Whatever Happened to Giving People Jobs?
In Japan, researchers are trying to develop the ultimate personal care givers for the elderly – robots. Yep, fucking robots.
Japanese researchers have begun developing mechanical helpers for use in homes, offices, hospitals and nursing facilities.
Well, nothing quite says ‘I love you’ like absolutely eliminating any element of human touch to those we love, eh?
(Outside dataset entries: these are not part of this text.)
PR #116, opened 2026-08-28
[Feat] Integrate Megatron-LM core_v0.17.1

XbzOnGit:
## Summary

Add Megatron-LM support to DMI through the standalone `DMI-Megatron-Integration` repository. DMI pins the integration repository as a submodule at commit `7838d16`, and that repository pins the matching `Megatron-LM-DMI` fork at commit `93f45d9`, based on Megatron-LM `core_v0.17.1`.

The integration repository owns the Megatron adapter, hook definitions, metadata propagation, runtime activation, record schemas, ClickHouse materialization and reconstruction, and Megatron-specific validation. DMI core remains framework-neutral.

## What changed

- Add `third_party/DMI-Megatron-Integration` as a reproducibly pinned Git submodule.
- Connect DMI to the Megatron integration package and its matching Megatron-LM fork without copying framework-specific code into DMI core.
- Restore the selective-recomputation gate contract and its documentation and tests: rejected occurrences publish nothing, while accepted zero-row records still publish their descriptor-backed zero-byte tasks.

## Compatibility

The gate change affects only rejected generic record-producer occurrences. Existing accepted records, zero-row records, dynamic-size reservation reclamation, legacy inference producers, record schemas, and storage formats remain unchanged.

Existing Hugging Face and vLLM integrations continue to use their established paths. Megatron-specific behavior remains in `DMI-Megatron-Integration` and `Megatron-LM-DMI`.

## Validation

- Clean environment: Python 3.12.14, PyTorch 2.13.0+cu129, CUDA toolkit 12.9.1, and Transformer Engine 2.14.1.
- Complete Megatron-to-DMI-to-ClickHouse regression: 249 passed, four expected native-Megatron PP=2 CUDA Graph skips, and 0 failed.
- All five Megatron EP reconstruction E2Es passed through Megatron, DMI, ClickHouse write, database query, and reconstruction validation.
- Native record-producer regression: 93 passed.
- Native ring-engine regression: 79 passed.
- Native null-mode regression: 48 passed.
- Record runtime, format, zero-row, and actual-byte reclamation regressions: 17 passed.
- Megatron host replay-selection regressions: 2 passed.
- Megatron TP1 local-CUDA-Graph selective-recomputation DMI-to-ClickHouse E2E: 1 passed.
- Existing Hugging Face and vLLM DMI-to-ClickHouse compatibility matrix: 7/7 cases passed.

## Scope

This PR adds the Megatron integration entry point to DMI and includes the core gate correction required by that integration.

### DIFF
--- a/.gitmodules
+++ b/.gitmodules
@@ -7,3 +7,6 @@
 [submodule "third_party/vllm-integration"]
 	path = third_party/vllm-integration
 	url = https://github.com/ProjectDMX/DMI-vLLM-Integration.git
+[submodule "third_party/DMI-Megatron-Integration"]
+	path = third_party/DMI-Megatron-Integration
+	url = https://github.com/ProjectDMX/DMI-Megatron-Integration.git
--- a/README.md
+++ b/README.md
@@ -14,8 +14,9 @@
 > **hallucination analysis**, **distillation**, **activation steering**, and beyond. If you're interested, please [contact us](mailto:ynn1999@umd.edu,sixianx@umd.edu,zaoxing@umd.edu).
 
 > **Project Status — research preview.** DMI currently supports HuggingFace
-> and vLLM backends for Qwen3 / Llama3.1 and GPT-2-family. SGLang support is on the way. APIs may change. Contributions, bug
-> reports, and feature requests are welcome.
+> and vLLM inference for Qwen3 / Llama3.1 and GPT-2-family, plus Megatron-LM
+> training. SGLang support is on the way. APIs may change.
+> Contributions, bug reports, and feature requests are welcome.
 
 > **👀Technical Report Available:** https://arxiv.org/abs/2605.11093
 
@@ -27,8 +28,6 @@ stages of the model lifecycle.
 
 - **More backend support and models** — Bring DMI to **SGLang** and expand support for
   more widely used model families, including multimodal models.
-- **From inference to training** — Extend DMI's low-overhead inspection to
-  large-scale training framework. (**Megatron**).
 - **From observation to action** — Low-latency streaming/pluggable APIs enables more downstream applications like online monitoring, activation steering,
     distillation, and speculative decoding.
 - **Broader PCIe-aware scheduling** — Extend DMI's serving-first drain governor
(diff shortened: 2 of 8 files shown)


XbzOnGit:
Updated this PR with the Megatron-LM installation and usage documentation:

- Added Megatron-LM to the root README and installation guide alongside the HF and vLLM backends.
- Added `docs/megatron.md` covering installation order, DMI native rebuild conditions, training launch, hook selection, and persistence modes.
- Updated `DMI-Megatron-Integration` to `812ea8b`, whose installation guide records the required compatibility constraints, tested dependency configuration, pinned Transformer Engine source, and correct DMI build order.
- The integration's `core_v0.17.1-dmi` and `main` branches both point to the same integration documentation commit.

This follow-up changes documentation and the integration submodule revision only; it does not change runtime code.

third_party/DMI-Megatron-Integration
```diff
@@ -0,0 +1 @@
+Subproject commit 812ea8b240526a3216576d16965d9fb2a325d2fa
```
Samfisheryu: [Blocker] `router-topk` crashes when Megatron token dropping leaves a token with fewer than `topk` surviving routes.

The failing code is in the pinned fork: [`router.py:262-274`](https://github.com/ProjectDMX/Megatron-LM-DMI/blob/93f45d90561608ec61820498cd1159ee348108e2/megatron/core/transformer/moe/router.py#L262-L274). False entries are replaced with `num_experts`; after capacity dropping, `torch.topk` can return that sentinel and the following `torch.gather` uses it as an out-of-range index.

I reproduced this on one RTX 4090 using the existing tiny real-training/file-sink E2E command with:

```text
CUDA_VISIBLE_DEVICES=0 CUDA_LAUNCH_BLOCKING=1
--dmi-hook-selection router-topk
--moe-router-topk 2
--moe-token-dispatcher-type alltoall
--moe-expert-capacity-factor 0.25
```

The first forward pass fails at `router.py:274` with `CUDA error: device-side assert triggered`. The same one-GPU E2E without token dropping passes.

Please either represent dropped slots with safe gather indices plus zero weights, or reject this combination during startup, and add a regression test where fewer than `topk` routes survive.

XbzOnGit: Fixed and propagated through all three repositories:

- Megatron-LM-DMI: `626c5ddfc`
- DMI-Megatron-Integration (`core_v0.17.1-dmi` and `main`): `b0e141f`
- This PR: `14584c4`

The `router-topk` preprocess now replaces dropped-route sentinels with safe indices only for `torch.gather`, while preserving the sentinel expert IDs and forcing dropped-slot weights to zero.

Added a regression test covering tokens with fewer than `topk` surviving routes, including zero surviving routes.

I also reran the reported one-GPU RTX 4090 file-sink E2E with:

```text
CUDA_VISIBLE_DEVICES=0 CUDA_LAUNCH_BLOCKING=1
--dmi-hook-selection router-topk
--moe-router-topk 2
--moe-token-dispatcher-type alltoall
--moe-expert-capacity-factor 0.25
```

The training iteration completed successfully. Both MoE layers recorded 24 dropped slots, and every dropped-slot weight was zero. PR CI also passes.

Samfisheryu (approved):
Re-tested the reported router-topk capacity-dropping case on one GPU. Training now passes, dropped-route sentinel IDs are preserved, and all dropped-slot weights are zero. No remaining blockers.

What a sense of honor to bestow upon your elderly, dying mother who raised you, fed you and protected you even when you were a helpless, hungry, useless and pathetic waste of genetic material.
Remember, when you sniveled and sulked for days and days after you got dumped by that dumb twill you dated in grade 7? You really think your Mom wanted to keep hearing about that shit? No sir. She wanted to slap you upside the temple and tell you to “get your shit together, you pathetic fuck”. But she didn’t. She hugged you, reassured you and made you cocoa. Well, thanks for the good parenting Ma, let Robbie the Robot take you for a walk now, you wrinkled ol’ skinbag.
I dunno. Maybe it makes economic sense to have robots as "helpers".
Or maybe we’re just too self-centred to really give a shit about that shaky old-fucker who bores us with tales of their daily bridge games and their enjoyable walks in the garden – even if they are blood. “Sorry Pop, can’t chat now – Beauty and the Geek is about to start – you know I can’t go without my B & G, daddy-o!”
I just don’t think we need to turn all our acts of service over to the hands of a robot. That’s just not a great idea to me. I mean, doesn’t anyone remember Stanley Kubrick's 2001, for fuck sakes? Okay, how about last year’s I, Robot? Remember that? One minute yer instructing yer nursing-aid android to give you a barium enema, the next the tin-plated bastard is dicing you up like a tomato with those icy cold Ginsu-knife fingers we’ve designed for them.
Anyone remember when the worst case scenario was a nurse with a giant hairy mole on her chin and a bad disposition?